### Listed records
**********
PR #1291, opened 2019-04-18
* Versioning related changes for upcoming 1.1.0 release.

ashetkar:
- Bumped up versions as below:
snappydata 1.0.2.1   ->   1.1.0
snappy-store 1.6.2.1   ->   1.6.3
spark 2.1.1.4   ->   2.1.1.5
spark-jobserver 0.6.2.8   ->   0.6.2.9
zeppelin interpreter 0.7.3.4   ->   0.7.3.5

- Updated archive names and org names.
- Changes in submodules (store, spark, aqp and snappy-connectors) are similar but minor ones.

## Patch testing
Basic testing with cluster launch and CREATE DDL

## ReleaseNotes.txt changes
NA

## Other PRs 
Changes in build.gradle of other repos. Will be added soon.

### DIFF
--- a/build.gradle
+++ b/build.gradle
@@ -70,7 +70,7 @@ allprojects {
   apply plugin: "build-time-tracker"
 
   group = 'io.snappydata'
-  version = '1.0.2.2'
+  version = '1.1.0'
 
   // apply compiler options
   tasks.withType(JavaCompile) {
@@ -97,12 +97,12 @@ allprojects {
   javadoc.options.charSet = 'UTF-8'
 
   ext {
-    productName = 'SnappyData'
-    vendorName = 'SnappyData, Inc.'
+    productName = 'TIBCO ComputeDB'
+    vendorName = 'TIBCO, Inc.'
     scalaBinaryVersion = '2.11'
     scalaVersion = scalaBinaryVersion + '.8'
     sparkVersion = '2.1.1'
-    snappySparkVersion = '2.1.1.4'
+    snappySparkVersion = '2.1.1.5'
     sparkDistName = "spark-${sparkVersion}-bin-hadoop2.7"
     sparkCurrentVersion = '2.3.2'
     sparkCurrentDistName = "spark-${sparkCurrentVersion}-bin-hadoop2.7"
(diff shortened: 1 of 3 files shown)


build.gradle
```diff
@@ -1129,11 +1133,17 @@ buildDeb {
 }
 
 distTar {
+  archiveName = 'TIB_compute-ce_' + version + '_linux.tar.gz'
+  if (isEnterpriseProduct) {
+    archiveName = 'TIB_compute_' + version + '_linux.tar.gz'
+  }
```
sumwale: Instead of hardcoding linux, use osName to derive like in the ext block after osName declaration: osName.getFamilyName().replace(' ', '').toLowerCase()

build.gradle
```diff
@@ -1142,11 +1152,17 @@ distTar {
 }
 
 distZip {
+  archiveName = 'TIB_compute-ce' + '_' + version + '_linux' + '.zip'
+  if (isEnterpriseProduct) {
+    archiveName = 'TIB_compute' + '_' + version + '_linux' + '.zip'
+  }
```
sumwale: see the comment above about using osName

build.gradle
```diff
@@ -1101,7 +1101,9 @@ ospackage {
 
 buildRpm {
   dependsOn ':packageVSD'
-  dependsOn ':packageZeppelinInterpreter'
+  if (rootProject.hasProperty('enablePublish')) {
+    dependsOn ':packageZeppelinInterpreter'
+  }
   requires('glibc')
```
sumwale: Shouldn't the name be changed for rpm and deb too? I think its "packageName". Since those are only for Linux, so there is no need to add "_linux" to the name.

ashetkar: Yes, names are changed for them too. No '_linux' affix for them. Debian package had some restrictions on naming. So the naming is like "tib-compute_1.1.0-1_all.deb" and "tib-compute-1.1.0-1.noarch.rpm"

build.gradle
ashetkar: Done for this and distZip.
**********
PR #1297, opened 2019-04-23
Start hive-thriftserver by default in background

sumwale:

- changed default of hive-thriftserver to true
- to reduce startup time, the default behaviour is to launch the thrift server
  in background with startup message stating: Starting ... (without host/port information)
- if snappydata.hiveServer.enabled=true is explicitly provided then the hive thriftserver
**********
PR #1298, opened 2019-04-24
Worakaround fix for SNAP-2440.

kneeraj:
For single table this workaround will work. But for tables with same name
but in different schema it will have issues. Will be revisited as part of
**********
### Task description
All that belongs in your answer is the stretch of entries above from the line with "## Other PRs" through the line with "-97,12 +97,12 @@", printed exactly.

### Result
## Other PRs 
Changes in build.gradle of other repos. Will be added soon.

### DIFF
--- a/build.gradle
+++ b/build.gradle
@@ -70,7 +70,7 @@ allprojects {
   apply plugin: "build-time-tracker"
 
   group = 'io.snappydata'
-  version = '1.0.2.2'
+  version = '1.1.0'
 
   // apply compiler options
   tasks.withType(JavaCompile) {
@@ -97,12 +97,12 @@ allprojects {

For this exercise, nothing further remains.